━━━━━ The records

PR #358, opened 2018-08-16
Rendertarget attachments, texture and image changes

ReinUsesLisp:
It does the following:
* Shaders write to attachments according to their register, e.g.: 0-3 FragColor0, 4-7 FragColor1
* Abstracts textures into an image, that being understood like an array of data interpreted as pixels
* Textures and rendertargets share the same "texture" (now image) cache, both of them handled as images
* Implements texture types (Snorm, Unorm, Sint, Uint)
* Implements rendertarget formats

━━━━━━━━━━
━━━━━ The records

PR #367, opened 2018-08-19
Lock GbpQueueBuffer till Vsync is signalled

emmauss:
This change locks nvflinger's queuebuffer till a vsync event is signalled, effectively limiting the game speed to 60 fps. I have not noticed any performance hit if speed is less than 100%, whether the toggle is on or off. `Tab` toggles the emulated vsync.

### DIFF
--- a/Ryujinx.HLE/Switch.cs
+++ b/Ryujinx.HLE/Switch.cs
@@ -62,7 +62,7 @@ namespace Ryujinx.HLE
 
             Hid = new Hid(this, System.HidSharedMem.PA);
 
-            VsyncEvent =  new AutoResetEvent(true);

━━━━━━━━━━
━━━━━ The records

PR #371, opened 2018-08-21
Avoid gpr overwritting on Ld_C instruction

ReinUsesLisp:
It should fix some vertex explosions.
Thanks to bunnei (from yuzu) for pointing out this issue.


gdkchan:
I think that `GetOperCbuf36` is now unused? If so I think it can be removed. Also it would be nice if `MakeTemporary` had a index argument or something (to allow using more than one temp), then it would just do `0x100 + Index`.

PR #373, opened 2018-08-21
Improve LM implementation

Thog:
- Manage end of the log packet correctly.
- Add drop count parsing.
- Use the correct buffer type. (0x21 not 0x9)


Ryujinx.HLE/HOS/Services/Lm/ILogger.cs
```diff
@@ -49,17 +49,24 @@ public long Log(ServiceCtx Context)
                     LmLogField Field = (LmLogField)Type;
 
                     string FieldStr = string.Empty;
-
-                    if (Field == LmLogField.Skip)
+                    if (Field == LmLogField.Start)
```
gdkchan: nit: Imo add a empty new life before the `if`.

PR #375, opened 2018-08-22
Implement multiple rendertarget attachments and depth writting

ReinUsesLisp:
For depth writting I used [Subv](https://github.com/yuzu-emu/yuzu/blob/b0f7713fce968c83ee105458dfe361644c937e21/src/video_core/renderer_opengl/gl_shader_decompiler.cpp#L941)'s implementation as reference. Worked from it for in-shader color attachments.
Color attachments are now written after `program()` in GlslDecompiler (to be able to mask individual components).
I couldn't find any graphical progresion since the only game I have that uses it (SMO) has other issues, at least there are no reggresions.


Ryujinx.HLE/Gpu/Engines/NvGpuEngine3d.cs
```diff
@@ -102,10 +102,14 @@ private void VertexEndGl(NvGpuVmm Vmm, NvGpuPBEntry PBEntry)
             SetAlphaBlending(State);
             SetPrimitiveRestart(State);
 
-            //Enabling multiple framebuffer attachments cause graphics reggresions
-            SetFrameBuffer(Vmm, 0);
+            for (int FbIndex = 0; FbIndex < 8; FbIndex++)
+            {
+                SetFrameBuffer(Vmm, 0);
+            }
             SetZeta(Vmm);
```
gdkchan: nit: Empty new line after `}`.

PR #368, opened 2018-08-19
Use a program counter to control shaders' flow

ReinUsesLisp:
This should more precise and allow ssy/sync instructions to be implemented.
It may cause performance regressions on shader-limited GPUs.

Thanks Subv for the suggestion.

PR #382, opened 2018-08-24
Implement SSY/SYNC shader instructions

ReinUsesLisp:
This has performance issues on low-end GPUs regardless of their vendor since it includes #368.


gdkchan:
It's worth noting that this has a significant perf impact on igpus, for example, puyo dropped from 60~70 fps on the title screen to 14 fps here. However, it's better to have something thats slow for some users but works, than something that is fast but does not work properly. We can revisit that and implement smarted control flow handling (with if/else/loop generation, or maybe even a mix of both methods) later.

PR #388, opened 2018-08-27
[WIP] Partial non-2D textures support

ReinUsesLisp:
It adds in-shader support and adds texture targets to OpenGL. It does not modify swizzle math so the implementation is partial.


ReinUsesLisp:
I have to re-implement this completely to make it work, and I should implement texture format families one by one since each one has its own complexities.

━━━━━━━━━━

=== Work instructions ===
Report the lines above that contain "depth".

=== Response to the task ===
Implement multiple rendertarget attachments and depth writting
For depth writting I used [Subv](https://github.com/yuzu-emu/yuzu/blob/b0f7713fce968c83ee105458dfe361644c937e21/src/video_core/renderer_opengl/gl_shader_decompiler.cpp#L941)'s implementation as reference. Worked from it for in-shader color attachments.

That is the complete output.